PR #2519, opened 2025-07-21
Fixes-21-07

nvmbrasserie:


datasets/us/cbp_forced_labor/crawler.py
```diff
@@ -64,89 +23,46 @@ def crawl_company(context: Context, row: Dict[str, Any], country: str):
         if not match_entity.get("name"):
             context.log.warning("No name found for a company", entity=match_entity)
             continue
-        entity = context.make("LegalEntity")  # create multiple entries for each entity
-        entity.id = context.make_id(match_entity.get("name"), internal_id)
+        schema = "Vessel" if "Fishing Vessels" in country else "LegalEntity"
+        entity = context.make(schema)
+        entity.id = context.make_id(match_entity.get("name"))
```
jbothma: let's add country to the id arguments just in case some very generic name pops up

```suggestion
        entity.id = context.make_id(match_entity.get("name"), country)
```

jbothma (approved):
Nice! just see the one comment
******
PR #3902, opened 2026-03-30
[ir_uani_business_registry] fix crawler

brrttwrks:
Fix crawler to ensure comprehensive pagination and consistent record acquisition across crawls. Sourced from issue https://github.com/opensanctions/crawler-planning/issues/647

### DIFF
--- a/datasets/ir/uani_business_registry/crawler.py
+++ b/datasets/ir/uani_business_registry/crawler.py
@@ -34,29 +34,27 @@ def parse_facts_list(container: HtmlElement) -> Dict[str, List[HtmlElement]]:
******
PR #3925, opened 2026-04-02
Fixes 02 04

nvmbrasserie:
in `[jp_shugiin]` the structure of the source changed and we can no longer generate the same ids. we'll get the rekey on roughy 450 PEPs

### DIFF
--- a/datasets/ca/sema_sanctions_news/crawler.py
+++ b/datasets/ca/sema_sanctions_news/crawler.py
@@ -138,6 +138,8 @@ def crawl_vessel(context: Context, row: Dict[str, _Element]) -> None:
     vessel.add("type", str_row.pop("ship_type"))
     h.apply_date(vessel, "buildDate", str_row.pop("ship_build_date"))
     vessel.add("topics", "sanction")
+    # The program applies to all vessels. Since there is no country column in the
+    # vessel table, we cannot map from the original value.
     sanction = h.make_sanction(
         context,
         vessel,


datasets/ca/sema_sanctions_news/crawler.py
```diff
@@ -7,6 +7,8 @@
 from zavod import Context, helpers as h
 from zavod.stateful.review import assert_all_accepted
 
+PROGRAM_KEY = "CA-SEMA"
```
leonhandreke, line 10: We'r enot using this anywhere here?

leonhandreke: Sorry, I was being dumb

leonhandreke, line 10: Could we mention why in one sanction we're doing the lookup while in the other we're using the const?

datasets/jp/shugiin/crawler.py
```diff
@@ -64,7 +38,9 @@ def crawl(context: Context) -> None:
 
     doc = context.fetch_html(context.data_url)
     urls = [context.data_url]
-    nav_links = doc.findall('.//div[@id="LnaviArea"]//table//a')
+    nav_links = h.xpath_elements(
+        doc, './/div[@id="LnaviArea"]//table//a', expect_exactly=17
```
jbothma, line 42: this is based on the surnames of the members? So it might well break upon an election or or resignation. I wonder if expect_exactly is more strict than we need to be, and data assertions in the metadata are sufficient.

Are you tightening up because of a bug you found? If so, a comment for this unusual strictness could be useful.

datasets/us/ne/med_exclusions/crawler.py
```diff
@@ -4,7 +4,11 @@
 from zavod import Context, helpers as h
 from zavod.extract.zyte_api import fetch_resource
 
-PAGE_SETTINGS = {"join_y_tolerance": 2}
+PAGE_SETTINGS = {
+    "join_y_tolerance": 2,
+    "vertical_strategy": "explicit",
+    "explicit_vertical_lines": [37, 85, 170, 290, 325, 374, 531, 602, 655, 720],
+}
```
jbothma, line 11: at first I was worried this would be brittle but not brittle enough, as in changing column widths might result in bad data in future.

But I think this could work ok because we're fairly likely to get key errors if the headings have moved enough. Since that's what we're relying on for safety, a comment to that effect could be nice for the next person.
******
◆ **Task objective**
Above are some records; copy exactly the lines from the one with "leonhandreke, line 10: Could" through the one with "But I think", both included, and no others.

◆ **Output for this exercise**
leonhandreke, line 10: Could we mention why in one sanction we're doing the lookup while in the other we're using the const?

datasets/jp/shugiin/crawler.py
```diff
@@ -64,7 +38,9 @@ def crawl(context: Context) -> None:
 
     doc = context.fetch_html(context.data_url)
     urls = [context.data_url]
-    nav_links = doc.findall('.//div[@id="LnaviArea"]//table//a')
+    nav_links = h.xpath_elements(
+        doc, './/div[@id="LnaviArea"]//table//a', expect_exactly=17
```
jbothma, line 42: this is based on the surnames of the members? So it might well break upon an election or or resignation. I wonder if expect_exactly is more strict than we need to be, and data assertions in the metadata are sufficient.

Are you tightening up because of a bug you found? If so, a comment for this unusual strictness could be useful.

datasets/us/ne/med_exclusions/crawler.py
```diff
@@ -4,7 +4,11 @@
 from zavod import Context, helpers as h
 from zavod.extract.zyte_api import fetch_resource
 
-PAGE_SETTINGS = {"join_y_tolerance": 2}
+PAGE_SETTINGS = {
+    "join_y_tolerance": 2,
+    "vertical_strategy": "explicit",
+    "explicit_vertical_lines": [37, 85, 170, 290, 325, 374, 531, 602, 655, 720],
+}
```
jbothma, line 11: at first I was worried this would be brittle but not brittle enough, as in changing column widths might result in bad data in future.

But I think this could work ok because we're fairly likely to get key errors if the headings have moved enough. Since that's what we're relying on for safety, a comment to that effect could be nice for the next person.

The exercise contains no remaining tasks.